We stayed with them so many hours that, at last, I began to fear I was expected to make the first move. At three o’clock I asked the cheik when we were going to continue our journey, and he quickly answered: “When you please”—confirming my suspicions.

I was now informed that we should probably be too late for the one train in the day, and have to face a journey of many hours in bullock-wagons, drawn perhaps by mules. No one even hinted that I was to blame; yet no one would have dreamt of being so rude as to tell me that it was my place to break up the party!

The line from Smyrna to Angora had been cut at Gunhani, as had the line from Haïdar Pasha at Bilidjik and Kara-Keuy.

From Gunhani we had to reach Afioun-Karahissar as we best could, partly by Deacoville, then by ox-wagon and luggage trains to Ouchak and on to Afioun. The railway bridge destroyed at Gunhani was a fine example of French engineering, which went right over the mountains, from eight hundred to a thousand feet high. It will take years to rebuild. The Turks do not complain, and have cheerfully accepted the terrible discomfort to passengers and goods traffic, with their usual philosophy. “The destruction of an important railway,” as they calmly remark, “is legitimate warfare and first-class strategy.”

We could realise, however, what the disaster really meant, as we climbed down, without the help of any kind of pathway, from the commandant’s little house on the steep hills. Once on the road we took an ox-wagon, drawn by mules, for what was still little better than a mountain track, to the nearest point of the railway that was in order, in the direction of Afioun-Karahissar. Unable, like the cheik or any Oriental, to sit on my legs, I had to let them hang over the side of our wagon.

This scurrying down from the commandant’s house was not “a picnic!” Our fearless drivers and their marvellously sure-footed beasts, could not prevent our being flung from side to side of the springless cart, holding on for dear life. Sometimes the officer had to spring out and push from behind to save us from falling backwards.

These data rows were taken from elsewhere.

PR #6782, opened 2022-06-14
Fix docs to hide `ndarray_base`

kmaehashi:
Depends on ~#6746~ (merged)

* Declare `__init__` signature in docstring instead of modifying it in `conf.py`
* Replace `_ndarray_base` that appears in argument types of several functions


takagi (approved):
LGTM! Would you merge this as it contains only fix for docs and I've checked on RTD. It's okay. @kmaehashi

PR #6791, opened 2022-06-16
Make the warning for cupy.array_api say "cupy" instead of "numpy"

asmeurer:
There are a lot of other references to "numpy" in the module docstrings, which I did not change, but this one is confusing because it prints to the screen when `cupy.array_api` is imported.


leofang (approved):
I think we kept the "numpy" references around to make it easier to apply patches from NumPy, but I think this PR should be fine. We eventually need to deviate from NumPy when things get more stable.

kmaehashi (approved):

PR #6800, opened 2022-06-22
Add support for `cupy-cuda11x` wheel

kmaehashi:


leofang:
Question: Would this new wheel work with `cupy-wheel`?

emcastillo (approved):
LGTM!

The telegraph wires, of course, were also cut; but the rapidity with which messengers are able to run and leap over these ragged mountain ways enabled them to bring news back to us, of the quickest way to find a train, in an incredibly short time.

In an Ox Wagon.
“Unable to sit on my legs, I have to let them hang over the side of our wagon.”

I had found it a herculean task to reach, and return, from our resting place on the hill-top. The bullock-cart seemed to find it scarcely less difficult to manipulate the narrow and broken roadway. Yet the Turkish soldiers had somehow found means and strength to heave their heavy artillery over these awe-inspiring passes, from which one slip of the foot meant instant death.